I Want to Die but I Want to Eat Tteokbokki Book Review: A Brave, Honest Look at Living with Depression
Baek Sehee’s I Want to Die but I Want to Eat Tteokbokki is a deeply personal, raw, and quietly powerful exploration of depression, identity, and the desire for meaning in the everyday. With a title that is both startling and strangely comforting, this slim but weighty book offers a refreshingly honest take on mental health—not as a dramatic, life-altering event, but as a constant hum in the background of daily life. Through fragmented thoughts, therapy transcripts, and personal reflection, Baek Sehee opens the door to a kind of emotional intimacy rarely seen in contemporary literature.
What makes this book stand out isn’t just its relatability, but its refusal to offer easy answers. Instead of presenting a narrative of overcoming depression in a neat, linear fashion, the author embraces the messiness of it. She doesn’t portray herself as a hero or a victim—she’s simply a person trying to understand why she feels the way she does. That vulnerability, paired with an almost clinical observation of her own emotions, makes the book not just relatable, but radically real.

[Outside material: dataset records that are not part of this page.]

PR #3135, opened 2021-11-23
Wideanglecamera equidistant mapping bounding fix

kjeppesen1:
Currently when using a `wideanglecamera` sensor with a lens type of `equidistant`, the actual image data gets restricted to a small circular region with the rest of the image having a gray ring around it. See the images below for the image that is produced for an `equidistant` lens with an HFOV of 1.5708, 2.0, and 3.14159.
equidistant_1p5708 
equidistant_2p0
equidistant_3p14159

The issue appears to be in `wide_lens_map_fp.glsl` on Line 38. The value `theta` gets calculated with `asin(param)` driving the equation if `fun.x` is 1 (which is true for `equisolid_angle` and `orthographic` lens types). The way this equation is written becomes problematic for other lens types, though, when the `param > 1` since the resulting value of `asin(param)` becomes undefined.

This PR is to add a check for function type to avoid the undefined `asin` computation. See the images below for an `equidistant` lens with an HFOV of 1.5708, 2.0, and 3.14159 after this fix.
equidistant_1p5708_fixed
equidistant_2p0_fixed
equidistant_3p14159_fixed

### DIFF
--- a/media/materials/scripts/gazebo.material
+++ b/media/materials/scripts/gazebo.material
@@ -1515,7 +1515,7 @@ fragment_program Gazebo/WideLensMapFS glsl
     param_named c2 float 1
     param_named c3 float 0
     param_named f float 1
-    param_named fun float3 0 1
+    param_named fun float3 0 0 1
     param_named cutOffAngle float 3.14
   }
 }
--- a/media/materials/programs/wide_lens_map_fp.glsl
+++ b/media/materials/programs/wide_lens_map_fp.glsl
@@ -35,7 +35,13 @@ void main()
 {
   // calculate angle from optical axis based on the mapping function specified
   float param = r/(c1*f);
-  float theta = fun.x*asin(param)+fun.y*atan(param)+fun.z*param;
+  float theta = 0.0;
+  if(fun.x > 0)
+    theta = asin(param);
+  else if(fun.y > 0)
+    theta = atan(param);
+  else if(fun.z > 0)
+    theta = param;
   theta = (theta-c3)*c2;
 
   // compute the direction vector that will be used to sample from the cubemap


kjeppesen1:
@scpeters @iche033

media/materials/scripts/gazebo.material
```diff
@@ -1515,7 +1515,7 @@ fragment_program Gazebo/WideLensMapFS glsl
     param_named c2 float 1
     param_named c3 float 0
     param_named f float 1
-    param_named fun float3 0 1
+    param_named fun float3 0 0 1
```
kjeppesen1, line 1518: This line might not change anything, but it seemed odd to not complete the default float3 values

mogumbo: If `float3 0 1` was working before, wouldn't Ogre have been interpreting it as `float3 0 1 0`? This looks like it would change behavior from using `atan(param)` to using `param`.

scpeters: I agree, this is suspicious

iche033: I think it could be `0 0 1` to match the default `fun` value of `id` specified [here](https://github.com/osrf/gazebo/blob/gazebo11/gazebo/rendering/CameraLensPrivate.hh#L141) (which is defined to be `UnitZ` [here](https://github.com/osrf/gazebo/blob/gazebo11/gazebo/rendering/CameraLensPrivate.hh#L76).) 

It may not matter that much though as the values specified here in the material script are the initial values but should be overriden every frame by the [SetUniformVariables call](https://github.com/osrf/gazebo/blob/gazebo11/gazebo/rendering/WideAngleCamera.cc#L383-L384)

iche033 (approved):
good catch! looks good to me

media/materials/scripts/gazebo.material
scpeters: 👍

scpeters (approved):

PR #3060, opened 2021-08-11
Distortion initialization fix with background color

WilliamLewww:
Closes #2527 - Last camera's distortion affects previous cameras' distortions

When setting the background color to a scene, the distortion parameters continue to leak. From #3033 we can infer that setting the scene's background color is effecting the distortion compositor which is causing the improper order for compositor initialization.

To fix the issue, we reinitialize the distortion after setting the scene's color to ensure the distortion compositor is properly set for each camera.

PR #3033, opened 2021-06-25
Distortion camera initialization fix

WilliamLewww:
Closes #2527  - Last camera's distortion affects previous cameras' distortions

When loading multiple cameras on the application startup, each camera would finish initialization but their compositor's material would only be set after every camera has been initialized. This would make all compositor materials to be set to the most recently initialized camera.

To fix this issue, `the compositor material should be set right after their camera is done initializing` rather than `waiting for all the cameras to finish initialization`.

fix

PR #3136, opened 2021-11-24
Workaround for wrong distortion material applied to some cameras

mogumbo:
When using stereo cameras with different distortion parameters and attaching other Ogre compositors to the cameras, the same distortion parameters will be applied to both cameras. This PR implements a workaround.

It looks to me like Distortion.cc tries to do the right thing by using a unique Ogre::CompositorInstance for each camera. Unfortunately, it looks like these CompositorInstances share the same CompositionTechnique inside Ogre, causing passes and materials to get stomped from one CompositorInstance to the next. This stomping only happens if you add compositors to your cameras in addition to the distortion compositor.

### DIFF
--- a/gazebo/rendering/Distortion.cc
+++ b/gazebo/rendering/Distortion.cc
@@ -74,6 +74,9 @@ namespace gazebo
       /// \brief Ogre Material that contains the distortion shader
       public: Ogre::MaterialPtr distortionMaterial;
 
+      /// \brief Ogre Texture that contains the distortion map
+      public: Ogre::TexturePtr distortionTexture;
+
       /// \brief Connection for the pre render event.
       public: event::ConnectionPtr preRenderConnection;
 
@@ -91,6 +94,14 @@ namespace gazebo
       virtual void notifyMaterialRender(Ogre::uint32 _passId,
                                         Ogre::MaterialPtr& _material)
       {
+        // If more compositors are added to the camera in addition to the
+        // distortion compositor, an Ogre bug will cause the material for the
+        // last camera initialized to be used for all cameras. This workaround
+        // doesn't correct the material used, but it applies the correct texture
+        // to this active material.
+        _material->getTechnique(0)->getPass(_passId)->getTextureUnitState(1)->
+          setTexture(distortionTexture);
+      
         // @todo Explore more efficent implementations as it is run every frame
         Ogre::GpuProgramParametersSharedPtr params =
             _material->getTechnique(0)->getPass(_passId)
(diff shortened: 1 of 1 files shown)


gazebo/rendering/Distortion.cc
```diff
@@ -91,6 +94,14 @@ namespace gazebo
...
                                         Ogre::MaterialPtr& _material)
       {
+        // If more compositors are added to the camera in addition to the
+        // distortion compositor, an Ogre bug will cause the material for the
+        // last camera initialized to be used for all cameras. This workaround
+        // doesn't correct the material used, but it applies the correct texture
+        // to this active material.
+        _material->getTechnique(0)->getPass(_passId)->getTextureUnitState(1)->
+          setTexture(distortionTexture);
+
```
scpeters: nit: I believe there is trailing whitespace on this line

scpeters:
this fixes the issues I'm seeing in the VIPER simulation. I've even tried reverting the fixes from #3033 and #3060 with the following patch and everything still seems to work

~~~
diff --git a/gazebo/rendering/Camera.cc b/gazebo/rendering/Camera.cc
index 502f122a13..819b2a5a44 100644
--- a/gazebo/rendering/Camera.cc
+++ b/gazebo/rendering/Camera.cc
@@ -1630,7 +1630,6 @@ void Camera::SetRenderTarget(Ogre::RenderTarget *_target)
     if (this->dataPtr->distortion)
     {
       this->dataPtr->distortion->SetCamera(shared_from_this());
-      this->renderTarget->update();
     }
 
     if (this->GetScene()->GetSkyX() != NULL)
@@ -2111,15 +2110,6 @@ bool Camera::SetBackgroundColor(const ignition::math::Color &_color)
   if (this->OgreViewport())
   {
     this->OgreViewport()->setBackgroundColour(Conversions::Convert(_color));
-
-    // refresh distortion to prevent improper compositor initialization
-    // https://github.com/osrf/gazebo/pull/3033
-    if (this->dataPtr->distortion)
-    {
-      this->dataPtr->distortion->RefreshCompositor(shared_from_this());
-      this->renderTarget->update();
-    }
-
     return true;
   }
   return false;
~~~

scpeters:
this appears to be a more complete fix for #2527

mogumbo:
The new title "Fix Camera Distortion initialization: use correct material" is a bit misleading. My workaround actually leaves the incorrect material in place but updates its distortion texture each time a different camera renders.

scpeters:
> The new title "Fix Camera Distortion initialization: use correct material" is a bit misleading. My workaround actually leaves the incorrect material in place but updates its distortion texture each time a different camera renders.

thanks; I've restored your original title

iche033:
ok yeah it does look like the compositor instances share the same compositor technique inside ogre. Changes look good to me.

scpeters:
homebrew CI is failing due to https://github.com/ignition-tooling/release-tools/issues/573, but otherwise the CI results look fine to me

gazebo/rendering/Distortion.cc
mogumbo: fixed

scpeters:
rerunning macOS CI

scpeters (approved):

The book is primarily structured around a series of therapy sessions between Sehee and her psychiatrist. These transcripts are revealing, sometimes repetitive, and often filled with moments of quiet breakthrough. She discusses the shame of appearing weak, the burden of wanting to please others, and the internal disconnect between what she feels and how she believes she should feel. The psychiatrist’s gentle, sometimes firm responses offer both insight and a reflection of how difficult true emotional work can be.

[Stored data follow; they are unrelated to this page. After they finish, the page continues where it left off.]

PR #3350, opened 2023-10-04
Visual::SetPose performance improvement / minor fixes

jmachowinski:
## Summary
This commit adds caching for the SDF 'pose' element in the visual. For us this gave a 10x speed improvement in
the poseMsgs block in Scene.cc reducing the runtime from over 10ms to ~1ms.

I am not sure if the caching is allowed for all cases, as it was implemented now.

### DIFF
--- a/gazebo/rendering/Scene.cc
+++ b/gazebo/rendering/Scene.cc
@@ -2142,8 +2142,7 @@ void Scene::PreRender()
           ignition::math::Pose3d pose = msgs::ConvertIgn(pIter->second);
           GZ_ASSERT(iter->second, "Visual pointer is NULL");
           iter->second->SetPose(pose);
-          PoseMsgs_M::iterator prev = pIter++;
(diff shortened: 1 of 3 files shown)


scpeters (approved):
both of these commits make sense to me, though I suspect there's still more of a performance improvement that can be achieved in `Scene::PreRender` by preventing `Visual::SetPose` from touching any `sdf::ElementPtr` values at all, but this would break any code that reads from `dataPtr->sdf` and assumes it has the current pose. I think we can merge this as is since it is already an improvement.

Thanks for your contribution!

roncapat:
@scpeters sorry for the OT, but is there any plan for a new point release anytime soon?

scpeters:
> @scpeters sorry for the OT, but is there any plan for a new point release anytime soon?

https://github.com/gazebosim/gazebo-classic/pull/3351

PR #68, opened 2020-10-30
FIZZ-110: Google Classroom: User-Activities Data Output Standardization

bradbanister:
Tests are forthcoming


src/google-classroom-extractor/google_classroom_extractor/csv_generation/write.py
```diff
@@ -14,6 +14,7 @@
 SECTION_ASSOCIATIONS_ROOT_DIRECTORY = "data/ed-fi-udm-lms/section={id}/section-associations/"
 ASSIGNMENT_ROOT_DIRECTORY = "data/ed-fi-udm-lms/section={id}/assignments/"
 SUBMISSION_ROOT_DIRECTORY = "data/ed-fi-udm-lms/section={id1}/assignment={id2}/submissions/"
+USER_ACTIVITY_ROOT_DIRECTORY = "data/ed-fi-udm-lms/section={id}/user-activities/"
```
stephenfuqua, line 17: In the Schoology extractor, we're note hard-coding `data/ed-fi-udm-lms` - instead handling this "base directory" as configuration parameter. Let's leave it alone for now, and perhaps we can change this in [FIZZ-62](https://tracker.ed-fi.org/browse/FIZZ-62)?

stephenfuqua: In fact, I have a module just for determining the file paths. Perhaps that module should be extracted to a package that can be shared with all of the extractors.

src/google-classroom-extractor/google_classroom_extractor/mapping/user_submission_activities.py
```diff
@@ -0,0 +1,154 @@
...
+        LastModifiedDate: Date this record was last updated
+    """
+    assert isinstance(submissions_df, DataFrame)
+    assert "submissionHistory" in submissions_df.columns
+    assert "id" in submissions_df.columns
+    assert "courseId" in submissions_df.columns
+    assert "courseWorkId" in submissions_df.columns
+
+    # convert json-like submissionHistory string to list of dicts
+    submissions_df["submissionHistory"] = submissions_df["submissionHistory"].apply(lambda json_like: json.loads(json_like.replace("'", '"')))
```
stephenfuqua, line 58: @lalrg I see that Brad is also doing a swap of `'` and `"` for consistency.

src/google-classroom-extractor/google_classroom_extractor/mapping/user_submission_activities.py
```diff
@@ -0,0 +1,154 @@
...
+    history_df.drop(columns=["submissionHistory"], inplace=True)
+
+    # expand stateHistory
+    state_history_df = concat([history_df, history_df["stateHistory"].apply(Series)], axis=1)
+    state_history_df.dropna(subset=["stateHistory"], inplace=True)
+
+    # enrich state_history_df
+    state_history_df["SourceSystemIdentifier"] = "S-" + state_history_df[
+        ["courseId", "courseWorkId", "id", "stateTimestamp"]
+    ].agg("-".join, axis=1)
```
stephenfuqua, line 76: In Schoology attendance events there is no source system identifier, so I had to create one by concatenating the enrollment id and the event date, giving me something like `123456-2020-10-30`. Then I found it a little odd for dashes to have two different meanings, and switched to `123456#2020-10-30`. Ultimately internal self-consistency in the application is all that matters. Thoughts?

src/google-classroom-extractor/google_classroom_extractor/mapping/user_submission_activities.py
```diff
@@ -0,0 +1,154 @@
...
+            "id": "AssignmentIdentifier",
+            "actorUserId": "LMSUserIdentifier",
+        }
+    )
+
+    state_history_df["LMSUserActivityIdentifier"] = state_history_df["SourceSystemIdentifier"]
+    state_history_df["ActivityType"] = "Submission State Change"
+    state_history_df["ActivityTimeInMinutes"] = ""
+    state_history_df["Content"] = ""
+    state_history_df["EntityStatus"] = ENTITY_STATUS_ACTIVE
```
stephenfuqua, line 103: I have yet to figure out the purpose of this field. I keep meaning to ask Gabrielle again. Thus there is never a case in Schoology where we're setting a value other than `active`. And I see that here with the user submissions. Are there any cases so far, in Google Classroom, where you have a value other than `active`?

src/google-classroom-extractor/google_classroom_extractor/csv_generation/write.py
bradbanister: That sounds like a good idea.

src/google-classroom-extractor/google_classroom_extractor/mapping/user_submission_activities.py
bradbanister: Yeah, this was the first time I had to include timestamps to differentiate. Hadn't thought about the double use of dashes. Not too concerned but open to changing. Hash is a good choice if we want to change as submission ids in GC can have underscores.

src/google-classroom-extractor/google_classroom_extractor/mapping/user_submission_activities.py
bradbanister: It's always Active so far.

src/google-classroom-extractor/google_classroom_extractor/mapping/user_submission_activities.py
bradbanister: Yeah, json.loads() complains otherwise. Doing exec() was another option, but no way am I going to execute something pulled from an API 😱

src/google-classroom-extractor/google_classroom_extractor/mapping/user_submission_activities.py
stephenfuqua: Leaving this to your judgment for now. Maybe a good thing to ask for feedback on from end-users ... assuming we ever have end users 😆 . 

I believe in the users

src/google-classroom-extractor/google_classroom_extractor/mapping/user_submission_activities.py
```diff
@@ -0,0 +1,153 @@
...
+        grade_history_df["ActivityType"] = ACTIVITY_TYPE_GRADE
+
+        # combine with stateHistory
+        user_submission_df = user_submission_df.append(grade_history_df)
+
+    # teacher actions can show up on student histories and vice-versa
+    user_submission_df.drop_duplicates(subset=["SourceSystemIdentifier"], inplace=True)
+
+    # finish with common columns
+    user_submission_df["LMSUserActivityIdentifier"] = user_submission_df["SourceSystemIdentifier"]
```
stephenfuqua, line 142: What is the purpose of this duplicated column? I didn't catch in the initial review, only when looking at the actual output. I did not expect this column, `LMSUserActivityIdentifier`.

Side note: the sample user activities file was not kept up to date with actual UDM changes and thus has invalid columns. I can update it in my current ticket.

stephenfuqua: Looking closely at the [UDM diagram](https://techdocs.ed-fi.org/display/EDFIODS/Fizz+-+LMS+Unified+Data+Model) again, I see that the `LMSUserActivity` table is described as having a primary key column `UserLMSActivityIdentifier`. Of course there's a small typo, as it should be `LMSUserActivityIdentifier` as you have it above. But I think this column would only show up in the RDBMS, as an auto-incrementing integer.

src/google-classroom-extractor/tests/api/courses/test_courses_request.py
```diff
@@ -0,0 +1,18 @@
...
+
+def describe_when_requesting_latest_courses():
+    @patch("google_classroom_extractor.api.courses.call_api")
+    def it_should_use_courses_list_resource(mock_call_api):
+        # arrange
+        resource = Mock()
+        # act
+        request_latest_courses_as_df(resource)
+        # assert
+        assert isinstance(resource.courses.return_value.list, Mock)
```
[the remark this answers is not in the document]
bradbanister: My original thought was that since I had sync integration tests in this area, I would do pure unit tests for the rest since the code was simple. Unfortunately, these functions are so small that unit test granularity lead me to a low-quality tautological test that I'm calling `call_api()` with the correct resource.  The only other thing to test at this level of granularity is that I'm using `json_normalize()`, another low-quality test.

src/google-classroom-extractor/google_classroom_extractor/mapping/user_submission_activities.py
bradbanister: I'll drop this.

src/google-classroom-extractor/tests/api/courses/test_courses_request.py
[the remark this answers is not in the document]
stephenfuqua: OK. I do see your point about the actual work in the function being very trivial - thanks to the great features available to us, like `json_normalize()`. But it could have been more complicated. What if there was something like a mock response with `{'id':1}` and validation that the return is a DataFrame containing that single entry?

stephenfuqua (approved):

Between sessions, Sehee includes short reflections that give more context to her thoughts and behavior. These interludes are beautifully written in a voice that is detached but aching, thoughtful but searching. She describes feeling like she’s watching herself live, struggling with self-worth, and wondering why she can’t just “get better.” And yet, in the same breath, she expresses her love for the small joys in life—eating tteokbokki, drinking coffee, posting on social media. This juxtaposition between despair and delight is what makes the book so powerful.
The title itself is the perfect encapsulation of this duality: the desire to end one’s suffering alongside the desire to enjoy something as simple as a favorite food. It speaks to a very real and often misunderstood experience of depression—where someone can smile, laugh, and function outwardly while carrying a profound heaviness inside. Sehee doesn’t dramatize her pain, nor does she diminish it. She simply shows it as it is: ever-present, exhausting, and sometimes inexplicably softened by life’s small pleasures.
What elevates I Want to Die but I Want to Eat Tteokbokki beyond a personal memoir is its ability to resonate universally. You don’t have to be Korean, female, or even clinically depressed to understand what Baek Sehee is talking about. Her words touch on the fundamental human longing to be seen, to be understood, and to make peace with the contradictions within ourselves.
In a world that often demands polished success stories and tidy recoveries, this book stands as a quiet act of resistance. It gives voice to the silent battles so many face, and it does so without shame. It reminds us that healing isn’t linear, that it’s okay not to have everything figured out, and that sometimes, surviving is found in the simple act of choosing to stay—for another meal, another walk, another conversation.
In the end, I Want to Die but I Want to Eat Tteokbokki is more than just a book about depression—it’s a gentle, powerful invitation to embrace life in all its contradictory beauty. Baek Sehee may not offer a roadmap to happiness, but she offers something even more valuable: truth, honesty, and hope in the everyday.